Molto positive sono state le parole del Primo cittadino di Altare, Davide Berruti, gradito ospite alla Ganesha Chaturthi ormai da diversi anni, che ha espresso grande contentezza per la presenza nel piccolo paese di Altare di un simile patrimonio spirituale, sociale e culturale.
“Per Altare è un onore, ospitare sul nostro territorio un Ashram, quindi un centro induista così importante, uno dei più importanti d’Europa. Per quanto mi riguarda è un grandissimo piacere e un onore essere per l’ennesima volta presente alla festività principale, quella di Ganesha Chaturthi. Basta vedere le centinaia di persone venute da ogni parte d’Italia e anche dall’estero per festeggiare questa celebrazione per capire l’importanza per la comunità induista di questa occasione. Mi piace pensare che non sia solo l’Ashram di Altare e la comunità induista tutta a festeggiare, ma sia anche una festa per il nostro piccolo paese. […]
È iniziato un percorso importante di reciproca conoscenza che parte da Altare e sono sicuro che, nel giro di poco tempo, l’intera valle, la Liguria e la nazione intera potranno capire quale grandissimo patrimonio ospitiamo ad Altare.”
Occasioni come queste sono il segno di una condivisione viva e forte tra tutte le comunità induiste in italia. La festa di Ganesha al Gitananda Ashram Matha offre ogni anno la possibilità a migliaia di induisti d’incontrarsi nella preghiera, nella condivisione e nella gioia.

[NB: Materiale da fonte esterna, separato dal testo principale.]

PR #739, opened 2023-01-08
Support jack under NetBSD

ryoon:
Jack works under NetBSD.
Enable strdup(3) for NetBSD like FreeBSD to fix build.


padenot:
Thanks for the patch, this should arrive shortly in Firefox if that's what you care about for this.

Domenica tutti insieme i devoti hanno rivolto una preghiera comune a Ganesha di portare la pace e proteggere l’umanità intera dalle guerre, dall’odio, dalla grave crisi etica, religiosa e materiale di cui è vittima.
A tale proposito il discorso di Paramahamsa Svami Yogananda Giri, mahant del Gitananda Ashram Matha è stato illuminante e di grande forza.
Sottolineando l’enorme valore che il principio della non-violenza, ahimsa, e della pace hanno nell’induismo, ha esortato a lavorare uniti e solidali contro il peggiore dei mali: l’egoismo. Le armi per combatterlo, ha ribadito, sono l’amore, la gentilezza, l’amicizia e la collaborazione.
Una condivisione e una collaborazione che questa Ganesha Chaturthi ha dimostrato essere possibili grazie alla purezza di cuore e al forte sentimento di devozione dimostrato dai numerosi devoti riunitisi al tempio. Alcuni di loro, appartenenti alle comunità del nord e centro Italia, sono arrivate al Monastero la sera del sabato per poter iniziare a cucinare e per aiutare nei preparativi della festa, con spirito di servizio a Dio e a tutta la comunità.
Questi devoti hanno superato anche difficoltà logistiche adattandosi a dormire all’aperto, mantenendo tuttavia una grande gioia e un senso di devozione a Dio molto forti. Qualcuno di loro non ha dormito affatto e ha continuato per tutta la notte a cucinare ripetendo i nomi di Dio. Il cibo, che è parte sacra del rituale di offerta, il giorno dopo è stato poi portato al tempio e all’homa.
La forza che si genera in questa giornata non è esprimibile a parole, ma può soltanto essere vissuta in prima persona. Più di mille affluiscono per vivere questa gioiosa comunione con questa espressione di Dio.
Ganesha è una divinità molto amata nell’induismo e la sua adorazione spazia dalle forme più popolari a quelle più esoteriche e segrete, legate a tradizioni spirituali specifiche.
L’iconografia di Ganesha racchiude una simbologia molto raffinata. Egli si venera soprattutto per la sua dote di rimuovere gli ostacoli e di portare successo in ogni azione intrapresa; la sua simbologia tuttavia è molto più vasta e sottile.
Le sue orecchie grandi ci ricordano l’importanza di saper ascoltare voci diverse scoprendo la verità che risiede in ciascuna. Quello che sembra differente altro non è che il ritmo alternato ma perfetto di un unico cuore pulsante.
L’induismo si basa sul rispetto e sulla pace e difende la non-violenza.
L’intera umanità è una sola grande famiglia, “Vasudeva Kutumbakam”.